Sent from my moto x4 using Tapatalk


----------



## JSWTDI09 (Feb 22, 2009)

BsickPassat said:


> Carfax is important only if you try to sell the car privately.
> 
> As long as you keep all the receipts, you'll be fine


Do you really believe that dealers (or other shops) actually report every oil change to Carfax? In my experience Carfax often doesn't even know about accidents unless they resulted in insurance claims.
As stated before, just keep records and receipts and your warranty is safe.

Have Fun!

Don


----------



## pastacor (Jun 8, 2015)

So it sounds like I shouldn't be doing it myself. I can keep receipts for oil and such, but have no way to prove when it was done or how.

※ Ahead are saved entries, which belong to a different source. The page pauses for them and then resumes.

PR #498, opened 2020-03-09
fix iphone height bug

skyqrose:
No Asana Task. Fixes an issue raised in #492 

on iphone, 100vh includes height for the address bar,
which causes a small vertical scroll.

using height: 100% instead gives the behavior we want,
where we the address bar doesn't overlap the app,
but it has to be specified all the way up the heirarchy.

Before:
IMG_0023

After:
IMG_0024

This was a pre-existing issue, even before the safari bug that #492 addresses was introduced in #472. It's currently visible on prod: The route ladder in this screenshot has that small amount of scroll (though before #472, including what's on prod now, the tab bar and route picker avoided the problem by being `fixed`, which is why it became more noticable in #472.)
IMG_0025

### DIFF
--- a/assets/css/app.scss
+++ b/assets/css/app.scss
@@ -39,6 +39,14 @@ $picker-width-wide: $picker-width-narrow + 3.1;
 @import "vehicle_icon";
 @import "vehicle_map";
 
+html,
+body,
+main,
+#app,
+.m-app {
+  height: 100%;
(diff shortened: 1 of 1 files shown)


arkadyan:
@skyqrose When you get a chance could you please put this onto dev if you haven't already?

It is every 10k, so it's not a huge deal.


----------



## BsickPassat (May 10, 2010)

JSWTDI09 said:


> Do you really believe that dealers (or other shops) actually report every oil change to Carfax? In my experience Carfax often doesn't even know about accidents unless they resulted in insurance claims.
> As stated before, just keep records and receipts and your warranty is safe.
> 
> Have Fun!
> ...


It's called automation. Software does the communications with Carfax.


----------



## Diego012 (Aug 14, 2019)

Set up a vid camera on a tripod. Click record and do the deed. Put a newspaper in plain view to verify the date. Did this on my RAV4 but never needed it.


----------



## OEMplusCC (Jan 27, 2013)

brianbgw said:


> FWIW, the 10k is just an oil change and tire rotation. $69.99 at the local dealer with their online special. Normally $79.99. Price out 6L of oil that meets 508.00 and a quality filter and you don’t save any money to do it yourself...plus you get a free carwash!
> 
> 
> Sent from my iPhone using Tapatalk


You are right but there is still few bugs in savings. Plus i enjoy beeing in my garage

6x $7 1Liter of Castrol
1x $10 oil filter
1x $3 new plug

Sent from rotary phone


----------



## xtravbx (May 21, 2005)

You can't even get the correct oil anywhere but the dealership currently (or online). 

And you should be using the OEM filter.

After you buy that stuff and take it to your uncle's shop, chances are you aren't saving any time or money.

My local dealer runs sales on oil changes. Sometimes as low as $39.99 for "correct" changes.


----------



## lgbalfa (Nov 18, 2018)

As everyone said, the cost savings after buying the materials is insignificant.

Thanks


----------



## brianbgw (Mar 29, 2011)

Misread the comment I was replying to


----------



## kirk_augustin (Jul 21, 2012)

brianbgw said:


> FWIW, the 10k is just an oil change and tire rotation. $69.99 at the local dealer with their online special. Normally $79.99. Price out 6L of oil that meets 508.00 and a quality filter and you don’t save any money to do it yourself...plus you get a free carwash!
> 
> 
> Sent from my iPhone using Tapatalk



No, the oil and filter is only $30, and NEVER rotate tires.
As a professional master mechanic, I can tell you that you do a great deal of harm to the tires and the car by rotating tires.
Tires flex to how they are stressed, and rotating them will force them to reposition, adding considerable wear.
The person doing the semi annual alignment, needs tire information to tell what the front end is doing.
Rotating tires just hides symptoms.


----------



## kirk_augustin (Jul 21, 2012)

BsickPassat said:


> It's called automation. Software does the communications with Carfax.



That would be called a security breach.
No one has or should have any software communicating with anyone automatically.
If something can be sent to Carfax without direct personal action, than anyone can get into your system.


----------



## kirk_augustin (Jul 21, 2012)

pastacor said:


> So it sounds like I shouldn't be doing it myself. I can keep receipts for oil and such, but have no way to prove when it was done or how.
> 
> It is every 10k, so it's not a huge deal.


You don't have to "prove" you change oil, just write it down on the owner's manual in the glove box, where you are supposed to keep track of it.
How else would you know when to change next if you do not write it down?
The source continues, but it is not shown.